Vendredi, la préfecture de la Charente-Maritime a interdit la consommation de tous les coquillages, notamment les huîtres, en provenance du littoral charentais. La même interdiction pour les coquillages issus du littoral de Vendée, annoncée vendredi soir par le ministère de l'Agriculture, a finalement été ramenée à ceux provenant de la zone de la baie de l'Aiguillon, soit 5 zones de production sur 10 au total.

Seules sont concernées les zones de production du Perthuis breton, la Tranche-sur-Mer et la Faute-sur-Mer, la rivière de Lay, l'Aiguillon et l'estuaire de la Sèvre niortaise.

"Les exploitants concernés ont procédé au retrait et rappel de la commercialisation des coquillages récoltés dans ces zones depuis le 17 mars 2010", selon un communiqué du ministère de l'Agriculture.

Selon M. Patsouris, les analyses révélant la présence de cette toxine, ont été effectuées en mer et sur des moules. "Les huîtres que nous commercialisons proviennent des claires - d'anciens marais salants dans lesquels elles sont affinées - et aucune analyse ne prouve que les claires ont été impactées", a affirmé le président de la SRC, qui a préféré appliquer le principe de précaution.

De nouvelles analyses doivent être effectuées lundi au niveau des claires, selon M. Patsouris, qui espère que la vente sera à nouveau autorisée d'ici quinze jours.

Les zones d'interdiction correspondent à celles touchées par la tempête Xynthia, fin février. "Il est possible que ce soit lié aux conséquences du raz de marée qui a entraîné un dérèglement de l'éco-système", a avancé M. Patsouris.

Lors de la tempête, la mer est montée brutalement, provoquant d'énormes dégâts sur les installations du millier d'ostréiculteurs charentais.

"Pour le moment, l'ensemble des dégâts pour l'ostréiculture ne sont pas tous quantifiés", a-t-il affirmé.

Les parcs situés en mer, soit 3.000 hectares, ont également été endommagés mais les professionnels attendent les grandes marées de la fin mars "pour faire une évaluation précise des dommages car depuis fin février, la mer n'est pas redescendue", a précisé M. Patsouris.

Le ministre de l'Agriculture, Bruno Le Maire, a annoncé une aide de 20 millions d'euros afin d'aider à la reconstitution la plus rapide possible des matériels ostréicoles.

"Il s'avère que nous n'avons toujours pas reçu les feuilles d'indemnisation tempête promises par l'Etat", s'est inquiété M. Patsouris.

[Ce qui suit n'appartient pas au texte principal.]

PR #454, opened 2017-08-26
fix Undo; crashes due to race in Gtk

prculley:
Some Redraws occur during a model clear when the row changed signal
is emmitted.  Model is only partially cleared at that point.
Under some conditions, some more of the model gets
cleared before the redraw completes, and redraw fails.
fixes #9932

### DIFF
--- a/gramps/gui/undohistory.py
+++ b/gramps/gui/undohistory.py
@@ -120,10 +120,11 @@ class UndoHistory(ManagedWindow):
         scrolled_window.add(self.tree)
         self.window.vbox.pack_start(scrolled_window, True, True, 0)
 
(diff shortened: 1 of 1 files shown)


sam-m888:
@prculley Do you have the "crash-test-2017-02-11.gpkg" file mentioned in comment [51235](https://gramps-project.org/bugs/view.php?id=9932#c51235) if so can it be attached to issue 9932 please?

prculley:
@sam-m888 I never made the test file he described, so don't have anything to attach.  I just did the steps in the GUI a few times until I saw the crash.  The reporter never replied with any feedback, so I don't know for sure that this fixed his issue, but it seemed to fix the crash for me.

PR #455, opened 2017-09-01
fix invalid export (and import) of Gedcom EMAIL records

prculley:
Gedcom spec 5.5 requires '@' in general text to be doubled '@@'
fixes #10167


sam-m888:
Thank you

PR #456, opened 2017-09-02
GraphViz arrow ports

azrdev:
GraphViz reports: connect arrows to side of nodes instead of anywhere

This sets the headport and tailport attributes to all edges in the
graphviz file. Their default value makes the arrows between persons
and/or family nodes attach their ends to the respective node at any
position. With this change, the position facing the node on the other
side of the arrow is chosen.

This PR supersedes #449

### DIFF
--- a/gramps/gen/plug/docgen/graphdoc.py
+++ b/gramps/gen/plug/docgen/graphdoc.py
@@ -191,6 +191,13 @@ class GVOptions:
         spline.set_help(_("How the lines between objects will be drawn."))
         menu.add_option(category, "spline", spline)
 
+        node_ports = BooleanOption(_("Align line ends"), True)
+        node_ports.set_help(_("Force connecting lines to attach to nodes on "
+                              "the side they're coming from. Otherwise, they "
+                              "take the shortest way and may attach anywhere "
+                              "to the node."))
+        menu.add_option(category, "node_ports", node_ports)
+
         # the page direction option only makes sense when the
         # number of horizontal and/or vertical pages is > 1,
         # so we need to remember these 3 controls for later
@@ -415,6 +422,7 @@ class GVDocBase(BaseDoc, GVDoc):
         self.vpages        = get_value('v_pages')
         self.usesubgraphs  = get_value('usesubgraphs')
         self.spline        = get_value('spline')
+        self.node_ports    = get_value('node_ports')
 
         paper_size          = paper_style.get_size()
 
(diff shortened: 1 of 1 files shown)


azrdev:
@Paul-Franklin you wrote in the original PR
> Also, if you decide it belongs in the "backend," I suggest you make it an option so users can choose. Do a recursive grep for "DocOptions" to see what I mean. The ASCII and SVG backends currently each have one, but I assume the Graphviz backend could be done also.

I looked at that, but it seems these (SvgDraw)DocOptions are not used by the GraphViz reports at all: the SVG option (background color) appears in "graphical reports" when selecting SVG, but not in Graph reports. I'm a bit lost how to introduce some `GraphVizDocOptions` here

Paul-Franklin:
Yes, I didn't mean for you to actually use those existing DocOptions
classes.  I meant for you to use them as a model to introduce a new
class.  However I forgot that Graphviz isn't using our DrawDoc and
TextDoc classes (or gpr.py files).

I will think about adding that capability to the Graphviz backend
(docgen options), but it might take a while since I have lots of
things on my list.  But also it might not really be needed.

But I still think it should be optional, so the user can choose.  There
are lots of other Graphviz options however.  Maybe you can find an
appropriate tab and add it that way?  If it really is just a yes/no, then
a BooleanOption would be fine.  If there are four choices, then
put them in an EnumeratedListOption.  Add it to add_menu_options
then use it where it is appropriate.

azrdev:
> Yes, I didn't mean for you to actually use those existing DocOptions
> classes. I meant for you to use them as a model to introduce a new
> class. 

That's how I understood you in the first place, however, I struggled to understand how to integrate my own model based on how they do it.

> I will think about adding that capability to the Graphviz backend
> (docgen options), but it might take a while since I have lots of
> things on my list. But also it might not really be needed.

That would be great, but no hurry.

> But I still think it should be optional, so the user can choose. There
> are lots of other Graphviz options however. Maybe you can find an
> appropriate tab and add it that way? If it really is just a yes/no, then
> a BooleanOption would be fine. […] Add it to add_menu_options
> then use it where it is appropriate.

I'll do that.

Thx for looking after this!

Paul-Franklin:
I have committed a slightly-modified version of your patch to master.

https://github.com/gramps-project/gramps/commit/f31caf1ea4df40d000e2669b2655e5de40a9e495

As far as I am concerned this p.r. may be closed now.

Thank you for helping to make gramps better.

azrdev:
thank you!

PR #457, opened 2017-09-12
StyledText.join method fails if the joint_text has StyledText Tags

prculley:
fixes #10192
StyledText join method is supposed to mimic the string.join method in that
`join_text.join([a_text, b_text])`
should work for all three items containing tags. But if the join_text contains StyledTextTags, they are lost.
Since the StyledText.replace uses the .join method internally, it also fails if the replacement text contains tags.

I include a new unittest that demonstrates the patched code working correctly. The styledtext_test can be used without the patch to show the failure.

### DIFF
--- a/gramps/gen/lib/styledtext.py
+++ b/gramps/gen/lib/styledtext.py
@@ -27,6 +27,7 @@
 # Gramps modules
 #
 #-------------------------------------------------------------------------
+from copy import copy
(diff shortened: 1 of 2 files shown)


sam-m888:
>  I include a new unittest that demonstrates the patched code working correctly. The styledtext_test can be used without the patch to show the failure.

Thank you that helped with testing 👍

PR #1070, opened 2020-06-02
Add date to events in backlink gramplet

SNoiraud:
With the backlink gramplets, it's difficult to select an event because we don't know the date.

This PR add a date column which will be displayed only if we have one event or more.

This will works with the following views: Notes, Places, Citations


SNoiraud:
backlinks 1

SNoiraud:
Already in master with PR #1185. I close this PR

PR #1072, opened 2020-06-06
Update Simplified Chinese translation for gramps51 branch

tiansworld:
Updated translation for gramps51.
Please review.

### DIFF
--- a/po/zh_CN.po
+++ b/po/zh_CN.po
@@ -1,5 +1,5 @@
 # Chinese (simplified) translation for Gramps
-# Copyright (C) 2009, 2010, 2011, 2012, 2014, 2015
+# Copyright (C) 2009, 2010, 2011, 2012, 2014, 2015, 2020
 # This file is distributed under the same license as the Gramps package.
 #
 # 陈欣(Celia), 2009.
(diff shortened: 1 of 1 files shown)


tiansworld:
Hello everyone,
I updated the translation in gramps51 branch, The updated file is generated by using the command:
`msgmerge zh_CN_master.po zh_CN_51.po -o zh_CN.po`, which I merged my master branch translation into the gramps51 translation.  
But I don't know why the one of the two checks failed.  

I checked the original zh_CN translation in gramps51, I found that the old zh_CN.po doesn't use the updated gramps.pot in gramps51.
The latest in gramps51 is `POT-Creation-Date: 2019-10-17 11:43+1100\`
But the old zh_CN.po uses `POT-Creation-Date: 2019-09-10 17:16+0100`
Also many source strings positions in po file are different from their counterparts in source file.
For example:
This string from the old zh_CN.po:
 `#: ../gramps/plugins/webreport/webcal.py:1671
msgid "Filter"
msgstr "筛查器"` 

But this string is in line 1672 of webcal.py in gramps51 branch.
`1672         self.__filter = FilterOption(_("Filter"), 0)`

By the way, this problem occurs in zh_TW.po, zh_HK.po and ja.po too.

So I reverted the previous commit d800202 today.

I used translation from master branch,  and back ported it to gramps51, and fixed the problem above by using the command:
`msgmerge -C zh_CN_51.po zh_CN_master.po gramps.pot -o zh_CN.po`.

Source strings positions are fixed and the translation is updated. But the continuous-integration/travis-ci/pr check still failed with the same error:
`if git --no-pager grep --color -n --full-name '[ 	]$' -- \*.py; then echo "ERROR - Trailing whitespace found in source file(s)"; exit 1; fi`

Judging from the error message, I don't think it's from po file. 
Can you teach me how to find the trailing whitespace?

prculley:
I fixed the Travis issue, it was not a whitespace problem.

prculley:
Manually rebased and merged...

PR #1073, opened 2020-06-15
[PedigreeView] fix font color in boxes (bug 11799)

vantu5z:
Detect contrast color for text depending on background color (see [wiki](https://en.wikipedia.org/wiki/YIQ)).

Selon lui, les professionnels sont déjà dans une situation économique difficile en raison notamment d'une surmortalité des huîtres en 2008 et 2009 provoquée par un virus.

Le président UMP du conseil général de la Charente-Maritime, Dominique Bussereau, et la présidente PS de la Région Poitou-Charentes, Ségolène Royal, ont également fait part de leur préoccupation quant aux aides pour la profession.

Quelque 70.000 tonnes d'huîtres sont commercialisées chaque année par les ostréiculteurs charentais, soit une part importante de l'économie de ce département.